Recent Publications Focus
Below is a summary of the newest research publications targeting PRKAA1 (sorted by publication date).
Recent studies continue to place PRKAA1, the catalytic subunit of AMP-activated protein kinase (AMPK), at the center of metabolic, inflammatory, and stress-response signaling. In an Alzheimer's disease model, resveratrol was reported to improve cognitive impairment in Aβ1-42-induced mice, reduce aging-related markers, and attenuate reactive oxygen species production in vitro. The authors linked these effects to activation of autophagy-associated signaling, with mechanistic involvement of the AMPK/ULK1 and SIRT1/NF-κB pathways. In a separate diabetic encephalopathy study, berberine and metformin were combined and shown to produce supra-additive recovery of recognition memory, with the strongest mechanistic correlate being suppression of neuroinflammatory endpoints; the authors also observed AMPK activation and noted that the AMPK-Nrf2 axis remained correlative pending direct validation.
PRKAA1 was also implicated in broader metabolic regulation and energy balance. A nutrient-responsive AMPK/TBK1 circuit was described in adipocytes, where fasting or pharmacological AMPK activation induced Tbk1 transcription and TBK1 then limited AMPK activity through a feedback cascade. In obesity, this axis was disrupted, and adipocyte-specific TBK1 deletion enhanced fasting-induced AMPK activation, mitochondrial function, and lipolytic gene expression. Pharmacological TBK1 inhibition with amlexanox reproduced these effects, and combining amlexanox with the AMPK activator AICAR improved weight loss, glucose tolerance, insulin sensitivity, and inflammatory and lipogenic programs. Another study identified Feimin as an AMPK-dependent regulator of cold-induced thermogenesis: AMPK phosphorylated Feimin, promoting its nuclear translocation and interaction with PGC1α to drive thermogenic gene expression, whereas Feimin loss abolished cold-induced thermogenesis and worsened diet-induced obesity.

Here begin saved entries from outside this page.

PR #3147, opened 2020-10-21
services/horizon: Change protocol version check error

bartekn:
Changed `Protocol version not supported` to `Error checking protocol version is supported` message because an error can be unrelated to protocol version mismatch (ex. error connecting to ledger backend).

### DIFF
--- a/services/horizon/internal/ingest/processor_runner.go
+++ b/services/horizon/internal/ingest/processor_runner.go
@@ -206,7 +206,7 @@ func (s *ProcessorRunner) RunHistoryArchiveIngestion(checkpointLedger uint32) (i
 		}
 	} else {
 		if err = s.checkIfProtocolVersionSupported(checkpointLedger); err != nil {
-			return changeStats.GetResults(), errors.Wrap(err, "Error checking protocol version is supported")
+			return changeStats.GetResults(), errors.Wrap(err, "Error while checking for supported protocol version")
 		}
 
 		if err = s.validateBucketList(checkpointLedger); err != nil {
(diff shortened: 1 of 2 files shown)


services/horizon/internal/ingest/processor_runner.go
```diff
@@ -206,7 +206,7 @@ func (s *ProcessorRunner) RunHistoryArchiveIngestion(checkpointLedger uint32) (i
 		}
 	} else {
 		if err = s.checkIfProtocolVersionSupported(checkpointLedger); err != nil {
-			return changeStats.GetResults(), errors.Wrap(err, "Protocol version not supported")
+			return changeStats.GetResults(), errors.Wrap(err, "Error checking protocol version is supported")
```
ire-and-curses, line 209: The change makes sense, but maybe we can word it more clearly?
```suggestion
Error while checking for supported protocol version (<= 15)
```
Where the reported number is a variable

abuiles (approved):

services/horizon/internal/ingest/processor_runner.go
```diff
@@ -279,7 +279,7 @@ func (s *ProcessorRunner) RunTransactionProcessorsOnLedger(ledger uint32) (io.St
 	}
 
 	if err = s.checkIfProtocolVersionSupported(ledger); err != nil {
-		return ledgerTransactionStats.GetResults(), errors.Wrap(err, "Protocol version not supported")
+		return ledgerTransactionStats.GetResults(), errors.Wrap(err, "Error checking protocol version is supported")
```
2opremio, line 282:
```suggestion
		return ledgerTransactionStats.GetResults(), errors.Wrap(err, "Error checking whether protocol version is supported")
```

2opremio: And the same for the rest

2opremio:
Alternative suggestion for the text. Otherwise LGTM

2opremio (approved):

2opremio:
@bartekn can you also correct the other instances of the text?

2opremio:
In fact, it may be worth factoring it out in a constant (or error function)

Additional publications linked PRKAA1-associated signaling to inflammation, developmental programming, and cancer. Maternal broccoli powder intake during lactation increased AMPK phosphorylation in the liver and hypothalamus of weaning rats programmed by maternal protein restriction, while reducing macrophage and microglial markers, NF-κB p65, and TNF-α expression and lowering mTOR and Akt phosphorylation in the liver. In primary liver cancer models, sophoricoside inhibited proliferation, migration, and invasion, increased AMPK phosphorylation, and reduced tumor growth and Ki67 expression in xenografts; these effects were lost with the AMPK inhibitor compound C, supporting AMPK dependence. In pancreatic ductal adenocarcinoma, irinotecan-induced early AMPK activation was shown to drive autophagy and fatty acid oxidation, contributing to acquired drug resistance, and blocking fatty acid oxidation restored cytotoxicity and prevented tumor regrowth in vivo.

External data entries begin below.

PR #3154, opened 2020-10-22
services/horizon: Fix captive-core's reset of its tmp dir

### LINKED ISSUE #3145: Captive Core's temporary db directory disappears breaking execution
While working on #3144 I encountered the following error in captive core:

```
time="2020-10-21T17:22:50.833Z" level=error msg="Error in ingestion state machine" current_state="resume(latestSuccessfullyProcessedLedger=1)" error="error preparing range: opening subprocess: error running stellar-core: error waiting for `stellar-core new-db` subprocess: could not start `stellar-core [new-db]` cmd: chdir /tmp/captive-stellar-core-9f8cf1da5cf913b7: no such file or directory" next_state=start pid=195 service=ingest
```
which happens in a loop

2opremio:
### What

Fix how the Captive Core backend resets its temporary directory. Previously:

* it removed its contents, but didn't reset its reference to the path.
* it didn't re-create the temporary directory after `close()`

### Why

It made Captive core enter an error loop after a reset was attempted (e.g. after encountering an unexpected state).

Fixes #3145 

### Known limitations

It may be cleaner to just create another runner instead of just expecting `stellarCoreRunner` to work after a call to `close()` (which is how it is today).

### DIFF
--- a/ingest/ledgerbackend/stellar_core_runner.go
+++ b/ingest/ledgerbackend/stellar_core_runner.go
@@ -51,13 +51,6 @@ func newStellarCoreRunner(executablePath, configPath, networkPassphrase string, 
 		nonce:             fmt.Sprintf("captive-stellar-core-%x", r.Uint64()),
 	}
 
-	// Create temp dir
-	dir := runner.getTmpDir()
-	err := os.MkdirAll(dir, 0755)
-	if err != nil {
-		return nil, errors.Wrap(err, "error creating subprocess tmpdir")
-	}
-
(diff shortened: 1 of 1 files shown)


bartekn (approved):

2opremio:
> It may be cleaner to just create another runner instead of just expecting `stellarCoreRunner` to work after a call to `close()` (which is how it is today).

It is much cleaner (and there was a bug preventing this from happening). 

I created #3162 , which overrides this PR (sorry @bartekn )

PR #3166, opened 2020-10-28
xdr: Adds a helper to extract balance IDs from transaction results.

### LINKED ISSUE #3126: txnbuild: add helpers to obtain Claimable Balance IDs
CAP 23 (as part of Stellar Protocol 14 and released with Horizon 1.9.0) , allows creating and claiming Claimable Balances.

Those balances are queried and claimed using their ID which can be obtained:

1. Before submitting the transaction creating the claim. The Claim ID is internally just a Hash which can be inferred even before Core accepts the transaction. A helper method/function would be useful in order to obtain this.
2. After the transaction creating the claim is submitted (i.e. in the transaction result). However, the claimable ID is pretty buried withing the result XDR, making it hard to obtain through the raw API result. A helper would come in handy.

(1) is already addressed by #3122 , (2) still needs to be implemented

Shaptic:
<details>
  
### PR Structure

  otherwise).
  packages.

### Thoroughness

### Release planning

</details>

### What
See title.

### Why
Closes #3126.

### DIFF
--- a/txnbuild/helpers.go
+++ b/txnbuild/helpers.go
@@ -2,6 +2,7 @@ package txnbuild
 
 import (
 	"fmt"
+
 	"github.com/stellar/go/amount"
 	"github.com/stellar/go/strkey"
 	"github.com/stellar/go/support/errors"
@@ -212,4 +213,28 @@ func ParseAssetString(canonical string) (Asset, error) {
 	}
 
 	return asset, nil
+}
+
+// ExtractBalanceId will parse the operation result at `opIndex` within the
+// given `txResult`.
+//
+// If the specified operation index does not point to a successful
+// `CreateClaimableBalance` operation result, this function panics.
+func ExtractBalanceId(txResult xdr.TransactionResult, opIndex int) (string, error) {
+	opResults, ok := txResult.OperationResults()
+	if !ok {
+		return "", errors.New("Failed to retrieve transaction's operation results")
+	}
+
+	if opIndex < 0 || opIndex >= len(opResults) {
+		return "", errors.New("Invalid operation index")
+	}
+
+	result := opResults[opIndex]
+	balanceId, err := xdr.MarshalHex(result.MustTr().MustCreateClaimableBalanceResult())
+	if err != nil {
+		return "", errors.Wrap(err, "Failed to determine balance ID")
+	}
+
+	return balanceId, nil
 }
--- a/txnbuild/helpers.go
+++ b/txnbuild/helpers.go
@@ -193,7 +193,7 @@ func NewValidationError(field, message string) *ValidationError {
 	}
 }
 
-// Parses an asset string in canonical form (SEP-11) into an Asset structure.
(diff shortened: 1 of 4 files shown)


Zagan202 (commented):
LGTM

txnbuild/helpers.go
```diff
@@ -213,3 +214,27 @@ func ParseAssetString(canonical string) (Asset, error) {
 
 	return asset, nil
 }
+
+// ExtractBalanceId will parse the operation result at `opIndex` within the
+// given `txResult`.
+//
+// If the specified operation index does not point to a successful
+// `CreateClaimableBalance` operation result, this function panics.
+func ExtractBalanceId(txResult xdr.TransactionResult, opIndex int) (string, error) {
```
bartekn, line 223: For consistency.
```suggestion
func ExtractBalanceID(txResult xdr.TransactionResult, opIndex int) (string, error) {
```

bartekn (commented):
I think that `ExtractBalanceID` should be a method on `xdr.TransactionResult`. This would allow getting balance ID without having to import `txnbuild`.

txnbuild/helpers.go
Shaptic: I agree! Done in 1ee820fe94f6be62f6e3951d77498803bc24e782. For some reason, I thought the only place I could've put it is within `xdr_generated.go` (which would've been a bad idea obviously), but I figured out where to put it.

Shaptic:
@bartekn I agree! Done in 1ee820f. For some reason, I thought the only place I could've put it is within `xdr_generated.go` (which would've been a bad idea obviously), but I figured out where to put it.

xdr/transaction_result.go
```diff
@@ -30,3 +32,27 @@ func (r TransactionResultPair) OperationResults() ([]OperationResult, bool) {
 func (r TransactionResultPair) InnerHash() Hash {
 	return r.Result.Result.MustInnerResultPair().TransactionHash
 }
+
+// ExtractBalanceId will parse the operation result at `opIndex` within the
+// given `txResult`.
+//
+// If the specified operation index does not point to a successful
+// `CreateClaimableBalance` operation result, this function panics.
+func (r TransactionResult) ExtractBalanceID(opIndex int) (string, error) {
```
bartekn, line 41: LGTM! One suggestion I have is to return `ClaimableBalanceId` and create a helper method that returns hex (`ExtractBalanceIDHex`). This would be consistent with other methods (like `Marshal` -> `MarshalHex`).
```suggestion
func (r TransactionResult) ExtractBalanceID(opIndex int) (ClaimableBalanceId, error) {
```

bartekn (approved):

xdr/transaction_result.go
Shaptic: Hmm, though I'm having trouble envisioning a use case for the raw XDR structure, I've added it as suggested for consistency in 41537b4927d3cf510a2708002da3a1f065edd552!

PR #3484, opened 2021-03-23
services/horizon: Add flag to choose a custom peering port for Captive Core

### LINKED ISSUE #3441: Captive core peer port can clash with other stellar core instances running on the machine
On stellar core the peer port is configured to 11625 by default. When captive core is launched it will fail to start if the peer port is occupied by another process (e.g. a stellar core instance running on the same host). To mitigate this we could either disable the peer port if that's possible or we could select a random port which is available on the host.

Shaptic:
### What
This introduces the `--captive-core-peer-port=11625` parameter, which allows users to control which port Captive Core binds to when joining the Stellar network swarm.

### Why
Closes #3441.

### Known limitations
No validation is done on the actual value passed in (aside from type == uint), so non-port values work. However, then Core will fail to start (with an appropriate error message, of course). We could try to "fail fast" instead, but we don't do this for the HTTP port either.

### DIFF
--- a/ingest/ledgerbackend/stellar_core_runner.go
+++ b/ingest/ledgerbackend/stellar_core_runner.go
@@ -54,6 +54,7 @@ type stellarCoreRunner struct {
 	networkPassphrase string
 	historyURLs       []string
 	httpPort          uint
+	peerPort          uint
 	mode              stellarCoreRunnerMode
 
 	started      bool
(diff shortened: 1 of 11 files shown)


ingest/ledgerbackend/stellar_core_runner.go
```diff
@@ -153,6 +159,8 @@ func (r *stellarCoreRunner) generateConfig() (string, error) {
 	}
 	result += strings.Join(lines, "\n")
 
+	fmt.Println(result)
```
tamirms, line 162: do we need to print this?

tamirms (approved):

ingest/ledgerbackend/stellar_core_runner.go
```diff
@@ -153,6 +159,8 @@ func (r *stellarCoreRunner) generateConfig() (string, error) {
...
+
```
bartekn, line 163: What @tamirms said:
```suggestion
```

bartekn (approved):
👍 Please update CHANGELOG.

ingest/ledgerbackend/stellar_core_runner.go
Shaptic: oops, I knew I left it somewhere

PR #3493, opened 2021-03-24
Point STELLAR_CORE_VERSION at private test build

rokopt:
This draft PR is not for merging, but for running integration tests on a private test build.


2opremio:
I think we can close this, it already served its purpose.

Recent reviews further reinforced the centrality of AMPK in aging, autophagy, and neurodegeneration. One review discussed neuroinflammation and autophagy dysregulation in Alzheimer's, Parkinson's, and Huntington's diseases, highlighting AMPK and mTOR as key regulatory nodes. Another reviewed ovarian aging and described AMPK among the major longevity pathways implicated in follicular activation, granulosa cell apoptosis, and oocyte quality decline. A broader review of bioactive natural products emphasized that compounds such as resveratrol, flavonoids, alkaloids, terpenoids, and carotenoids can modulate autophagy through AMPK, PI3K/AKT/mTOR, SIRT1, and FOXO signaling, underscoring the continued interest in PRKAA1-linked pathways as therapeutic targets across aging-related and metabolic diseases.
Background PMIDs
- [PMID 41671772]
Target PMIDs
- [PMID 41690450]
- [PMID 41740333]
- [PMID 41811567]
- [PMID 41830033]
- [PMID 41831381]
- [PMID 41833148]
- [PMID 41918200]
- [PMID 42003007]
- [PMID 42008004]
- [PMID 42036778]
- [PMID 42066046]
- [PMID 42100877]
- [PMID 42390621]
- [PMID 42412302]
Conclusion PMIDs
- [PMID 41833273]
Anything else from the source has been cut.